* **SOURCE INFORMATION**
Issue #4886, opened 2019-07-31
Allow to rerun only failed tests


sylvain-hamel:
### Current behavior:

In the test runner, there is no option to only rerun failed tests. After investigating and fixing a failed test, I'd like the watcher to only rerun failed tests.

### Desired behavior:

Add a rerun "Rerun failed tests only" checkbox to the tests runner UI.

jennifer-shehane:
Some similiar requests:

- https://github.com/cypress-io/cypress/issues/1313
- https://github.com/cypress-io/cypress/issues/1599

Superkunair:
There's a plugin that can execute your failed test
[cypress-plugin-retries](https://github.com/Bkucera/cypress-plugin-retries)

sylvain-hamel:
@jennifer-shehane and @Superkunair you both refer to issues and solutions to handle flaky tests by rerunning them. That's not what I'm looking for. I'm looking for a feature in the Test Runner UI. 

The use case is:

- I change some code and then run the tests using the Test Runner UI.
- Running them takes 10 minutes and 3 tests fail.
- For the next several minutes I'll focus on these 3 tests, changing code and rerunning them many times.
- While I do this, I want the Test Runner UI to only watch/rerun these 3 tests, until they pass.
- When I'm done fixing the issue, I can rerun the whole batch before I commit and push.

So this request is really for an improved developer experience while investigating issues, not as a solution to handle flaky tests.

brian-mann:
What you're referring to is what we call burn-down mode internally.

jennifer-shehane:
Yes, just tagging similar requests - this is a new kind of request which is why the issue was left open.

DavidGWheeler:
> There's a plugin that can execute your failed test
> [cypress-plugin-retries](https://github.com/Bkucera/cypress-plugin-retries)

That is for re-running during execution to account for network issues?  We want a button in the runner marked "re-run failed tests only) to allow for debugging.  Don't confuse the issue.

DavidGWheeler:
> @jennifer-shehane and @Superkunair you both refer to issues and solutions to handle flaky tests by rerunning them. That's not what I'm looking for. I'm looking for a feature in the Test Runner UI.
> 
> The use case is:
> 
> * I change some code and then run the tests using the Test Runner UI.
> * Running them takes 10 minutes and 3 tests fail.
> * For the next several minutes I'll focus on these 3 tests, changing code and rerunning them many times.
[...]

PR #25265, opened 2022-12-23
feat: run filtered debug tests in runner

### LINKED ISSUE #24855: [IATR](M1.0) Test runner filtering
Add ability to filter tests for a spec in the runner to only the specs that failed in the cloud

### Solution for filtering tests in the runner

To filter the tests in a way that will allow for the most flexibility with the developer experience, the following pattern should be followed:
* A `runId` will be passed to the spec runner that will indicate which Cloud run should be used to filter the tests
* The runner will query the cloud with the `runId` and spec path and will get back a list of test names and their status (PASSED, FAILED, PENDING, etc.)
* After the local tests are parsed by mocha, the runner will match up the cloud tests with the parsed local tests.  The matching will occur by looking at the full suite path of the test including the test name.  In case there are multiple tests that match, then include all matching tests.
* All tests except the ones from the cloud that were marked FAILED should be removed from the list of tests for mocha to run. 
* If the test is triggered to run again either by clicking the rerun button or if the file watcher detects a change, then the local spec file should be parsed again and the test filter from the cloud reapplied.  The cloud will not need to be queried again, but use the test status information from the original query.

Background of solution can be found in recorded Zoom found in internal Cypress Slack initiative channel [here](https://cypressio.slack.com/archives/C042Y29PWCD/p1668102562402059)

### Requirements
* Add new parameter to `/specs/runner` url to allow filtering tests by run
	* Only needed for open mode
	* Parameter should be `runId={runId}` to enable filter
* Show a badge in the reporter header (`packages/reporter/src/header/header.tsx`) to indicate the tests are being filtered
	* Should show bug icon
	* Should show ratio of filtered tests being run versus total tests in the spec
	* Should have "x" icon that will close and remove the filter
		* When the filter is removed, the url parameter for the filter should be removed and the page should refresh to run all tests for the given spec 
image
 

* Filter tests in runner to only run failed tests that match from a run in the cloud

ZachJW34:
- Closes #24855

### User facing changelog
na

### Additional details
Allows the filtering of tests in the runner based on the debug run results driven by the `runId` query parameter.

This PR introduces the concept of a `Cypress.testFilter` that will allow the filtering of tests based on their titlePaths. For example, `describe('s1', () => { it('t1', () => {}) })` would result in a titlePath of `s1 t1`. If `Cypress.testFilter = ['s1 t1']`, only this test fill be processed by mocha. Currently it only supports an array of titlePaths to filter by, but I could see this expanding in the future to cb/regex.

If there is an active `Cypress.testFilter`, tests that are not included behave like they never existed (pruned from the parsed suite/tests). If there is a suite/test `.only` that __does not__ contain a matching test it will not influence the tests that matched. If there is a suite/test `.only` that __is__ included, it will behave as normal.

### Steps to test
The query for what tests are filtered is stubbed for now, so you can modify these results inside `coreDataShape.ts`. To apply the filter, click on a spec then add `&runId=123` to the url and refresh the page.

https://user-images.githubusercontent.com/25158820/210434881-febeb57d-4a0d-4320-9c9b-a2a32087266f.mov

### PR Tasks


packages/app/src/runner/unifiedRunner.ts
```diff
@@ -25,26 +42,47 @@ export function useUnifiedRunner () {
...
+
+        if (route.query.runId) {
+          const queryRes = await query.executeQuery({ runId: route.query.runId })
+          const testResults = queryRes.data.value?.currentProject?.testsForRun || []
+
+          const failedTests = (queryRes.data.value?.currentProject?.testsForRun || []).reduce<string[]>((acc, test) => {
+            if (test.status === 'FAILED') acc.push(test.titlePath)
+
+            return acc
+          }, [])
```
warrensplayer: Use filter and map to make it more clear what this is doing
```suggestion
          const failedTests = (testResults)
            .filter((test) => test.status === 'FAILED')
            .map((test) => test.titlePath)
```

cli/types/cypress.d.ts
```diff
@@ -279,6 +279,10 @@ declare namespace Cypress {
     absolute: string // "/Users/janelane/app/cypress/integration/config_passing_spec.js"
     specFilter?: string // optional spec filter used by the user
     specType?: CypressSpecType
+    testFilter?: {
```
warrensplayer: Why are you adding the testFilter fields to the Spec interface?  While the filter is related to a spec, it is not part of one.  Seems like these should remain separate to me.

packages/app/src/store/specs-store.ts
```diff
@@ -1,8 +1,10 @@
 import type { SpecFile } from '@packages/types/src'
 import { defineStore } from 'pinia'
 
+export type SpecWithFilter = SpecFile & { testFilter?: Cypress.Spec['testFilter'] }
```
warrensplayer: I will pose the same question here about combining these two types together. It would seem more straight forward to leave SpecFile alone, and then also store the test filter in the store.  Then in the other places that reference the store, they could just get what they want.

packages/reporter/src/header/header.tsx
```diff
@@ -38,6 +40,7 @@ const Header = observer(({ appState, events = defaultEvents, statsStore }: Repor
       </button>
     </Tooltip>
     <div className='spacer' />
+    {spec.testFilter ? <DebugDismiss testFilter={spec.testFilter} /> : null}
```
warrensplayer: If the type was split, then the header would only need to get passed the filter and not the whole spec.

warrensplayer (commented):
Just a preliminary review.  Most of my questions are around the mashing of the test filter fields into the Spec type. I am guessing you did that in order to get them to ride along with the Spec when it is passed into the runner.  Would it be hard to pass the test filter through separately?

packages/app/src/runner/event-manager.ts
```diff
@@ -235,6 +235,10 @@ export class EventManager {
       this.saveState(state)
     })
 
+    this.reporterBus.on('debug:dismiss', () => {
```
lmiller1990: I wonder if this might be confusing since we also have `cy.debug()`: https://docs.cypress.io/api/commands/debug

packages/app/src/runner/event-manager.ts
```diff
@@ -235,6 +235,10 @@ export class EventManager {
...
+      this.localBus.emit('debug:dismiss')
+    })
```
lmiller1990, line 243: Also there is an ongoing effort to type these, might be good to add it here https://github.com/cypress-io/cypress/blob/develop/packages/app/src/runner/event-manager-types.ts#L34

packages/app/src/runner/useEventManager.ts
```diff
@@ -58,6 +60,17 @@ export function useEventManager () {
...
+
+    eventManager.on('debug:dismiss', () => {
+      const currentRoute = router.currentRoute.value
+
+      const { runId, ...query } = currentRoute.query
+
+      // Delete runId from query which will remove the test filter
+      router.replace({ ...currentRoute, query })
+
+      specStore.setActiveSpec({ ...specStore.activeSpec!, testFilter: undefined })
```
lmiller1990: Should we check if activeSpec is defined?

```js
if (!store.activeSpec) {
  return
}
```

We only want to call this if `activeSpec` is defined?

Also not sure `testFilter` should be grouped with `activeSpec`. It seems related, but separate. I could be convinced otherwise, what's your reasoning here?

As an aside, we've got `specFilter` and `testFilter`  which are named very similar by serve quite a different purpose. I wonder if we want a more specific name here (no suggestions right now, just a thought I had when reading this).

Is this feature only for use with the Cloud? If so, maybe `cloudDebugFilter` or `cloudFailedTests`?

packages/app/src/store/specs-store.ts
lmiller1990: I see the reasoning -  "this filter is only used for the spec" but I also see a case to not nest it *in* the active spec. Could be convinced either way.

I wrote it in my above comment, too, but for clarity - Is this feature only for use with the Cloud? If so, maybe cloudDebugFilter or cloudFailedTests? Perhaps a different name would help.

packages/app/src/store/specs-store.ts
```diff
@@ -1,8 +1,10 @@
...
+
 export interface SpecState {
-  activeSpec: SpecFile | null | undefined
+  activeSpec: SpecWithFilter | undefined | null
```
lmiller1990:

---

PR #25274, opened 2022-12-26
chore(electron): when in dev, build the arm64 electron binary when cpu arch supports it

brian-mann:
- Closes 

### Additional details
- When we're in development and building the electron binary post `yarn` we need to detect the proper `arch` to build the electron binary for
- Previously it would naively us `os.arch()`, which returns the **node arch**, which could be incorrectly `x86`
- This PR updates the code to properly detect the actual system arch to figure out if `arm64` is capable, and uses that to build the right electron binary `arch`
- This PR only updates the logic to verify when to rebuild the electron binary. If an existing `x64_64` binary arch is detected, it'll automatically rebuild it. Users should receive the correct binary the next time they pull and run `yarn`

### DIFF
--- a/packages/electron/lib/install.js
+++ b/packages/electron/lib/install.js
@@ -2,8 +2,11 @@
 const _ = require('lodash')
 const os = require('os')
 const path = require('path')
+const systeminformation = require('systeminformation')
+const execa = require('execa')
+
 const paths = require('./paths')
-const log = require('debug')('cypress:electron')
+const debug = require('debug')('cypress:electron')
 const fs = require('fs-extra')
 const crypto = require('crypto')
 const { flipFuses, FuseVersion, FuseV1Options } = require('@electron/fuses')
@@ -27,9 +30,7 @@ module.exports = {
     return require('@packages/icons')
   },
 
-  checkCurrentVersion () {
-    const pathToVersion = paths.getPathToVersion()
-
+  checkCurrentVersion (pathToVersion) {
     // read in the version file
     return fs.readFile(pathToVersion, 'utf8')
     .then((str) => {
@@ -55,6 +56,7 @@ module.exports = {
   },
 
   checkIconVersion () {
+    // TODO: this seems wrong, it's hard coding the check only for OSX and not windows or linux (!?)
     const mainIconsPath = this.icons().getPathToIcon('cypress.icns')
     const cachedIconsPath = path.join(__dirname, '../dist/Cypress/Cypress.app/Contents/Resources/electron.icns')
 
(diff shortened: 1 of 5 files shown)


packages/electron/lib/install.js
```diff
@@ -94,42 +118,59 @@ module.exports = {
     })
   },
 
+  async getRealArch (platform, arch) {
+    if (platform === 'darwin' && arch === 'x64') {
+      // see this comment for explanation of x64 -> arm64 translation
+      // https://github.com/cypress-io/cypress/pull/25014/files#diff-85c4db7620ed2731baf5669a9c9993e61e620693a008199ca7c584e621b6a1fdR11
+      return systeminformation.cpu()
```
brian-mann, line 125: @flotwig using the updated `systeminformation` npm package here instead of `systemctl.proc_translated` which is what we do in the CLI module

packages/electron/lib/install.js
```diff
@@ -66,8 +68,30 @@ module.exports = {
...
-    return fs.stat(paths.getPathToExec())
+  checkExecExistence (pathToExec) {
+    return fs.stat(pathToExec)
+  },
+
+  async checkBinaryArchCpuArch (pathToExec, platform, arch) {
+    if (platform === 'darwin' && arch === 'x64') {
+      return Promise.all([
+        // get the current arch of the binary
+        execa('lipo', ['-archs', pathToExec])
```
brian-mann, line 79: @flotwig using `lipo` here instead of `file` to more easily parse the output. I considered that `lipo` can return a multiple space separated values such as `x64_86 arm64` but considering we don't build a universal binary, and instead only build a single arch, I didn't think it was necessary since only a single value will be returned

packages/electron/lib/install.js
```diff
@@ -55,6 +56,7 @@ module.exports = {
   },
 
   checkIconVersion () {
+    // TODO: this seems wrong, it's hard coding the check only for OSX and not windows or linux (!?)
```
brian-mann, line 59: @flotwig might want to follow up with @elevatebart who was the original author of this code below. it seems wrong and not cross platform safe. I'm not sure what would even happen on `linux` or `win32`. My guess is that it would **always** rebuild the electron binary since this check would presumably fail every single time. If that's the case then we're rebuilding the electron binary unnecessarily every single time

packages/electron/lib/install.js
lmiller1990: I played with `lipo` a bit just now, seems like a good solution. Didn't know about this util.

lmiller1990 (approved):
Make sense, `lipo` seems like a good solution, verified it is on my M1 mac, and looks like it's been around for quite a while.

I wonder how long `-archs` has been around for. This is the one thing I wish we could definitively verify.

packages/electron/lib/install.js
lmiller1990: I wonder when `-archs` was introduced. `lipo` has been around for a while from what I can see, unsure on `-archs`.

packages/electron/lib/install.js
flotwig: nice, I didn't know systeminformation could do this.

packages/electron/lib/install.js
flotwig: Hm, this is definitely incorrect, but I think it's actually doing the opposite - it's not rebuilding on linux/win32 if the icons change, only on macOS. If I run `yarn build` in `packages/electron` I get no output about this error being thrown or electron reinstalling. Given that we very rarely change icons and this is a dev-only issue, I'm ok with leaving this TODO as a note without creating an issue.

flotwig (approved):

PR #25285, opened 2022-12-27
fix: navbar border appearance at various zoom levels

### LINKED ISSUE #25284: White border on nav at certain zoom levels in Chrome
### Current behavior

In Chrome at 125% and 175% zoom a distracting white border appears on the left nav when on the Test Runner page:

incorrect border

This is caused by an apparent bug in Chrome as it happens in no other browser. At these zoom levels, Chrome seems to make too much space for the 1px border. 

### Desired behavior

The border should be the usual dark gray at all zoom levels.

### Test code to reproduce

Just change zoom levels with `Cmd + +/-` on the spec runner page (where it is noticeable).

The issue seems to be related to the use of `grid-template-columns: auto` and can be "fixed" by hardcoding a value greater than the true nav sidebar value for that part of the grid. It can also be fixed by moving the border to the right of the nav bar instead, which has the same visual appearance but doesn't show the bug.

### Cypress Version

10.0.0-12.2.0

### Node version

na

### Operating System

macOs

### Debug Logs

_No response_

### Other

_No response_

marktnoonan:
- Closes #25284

* **WORK ORDER**
Looking through the data above, copy out each line in which the string "rerunning" occurs.

* **ANSWER TO THIS EXERCISE**
@jennifer-shehane and @Superkunair you both refer to issues and solutions to handle flaky tests by rerunning them. That's not what I'm looking for. I'm looking for a feature in the Test Runner UI. 
- For the next several minutes I'll focus on these 3 tests, changing code and rerunning them many times.
> @jennifer-shehane and @Superkunair you both refer to issues and solutions to handle flaky tests by rerunning them. That's not what I'm looking for. I'm looking for a feature in the Test Runner UI.
> * For the next several minutes I'll focus on these 3 tests, changing code and rerunning them many times.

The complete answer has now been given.